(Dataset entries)
+-------+

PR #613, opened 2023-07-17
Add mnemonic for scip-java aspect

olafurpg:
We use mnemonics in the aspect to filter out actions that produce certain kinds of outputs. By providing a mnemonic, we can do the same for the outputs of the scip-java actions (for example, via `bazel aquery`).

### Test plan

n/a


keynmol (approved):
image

+-------+

Problem requirements: Every line above must be reproduced exactly as it stands.

Finished exercise:
PR #613, opened 2023-07-17
Add mnemonic for scip-java aspect

olafurpg:
We use mnemonics in the aspect to filter out actions that produce certain kinds of outputs. By providing a mnemonic, we can do the same for the outputs of the scip-java actions (for example, via `bazel aquery`).

### Test plan

n/a


keynmol (approved):
image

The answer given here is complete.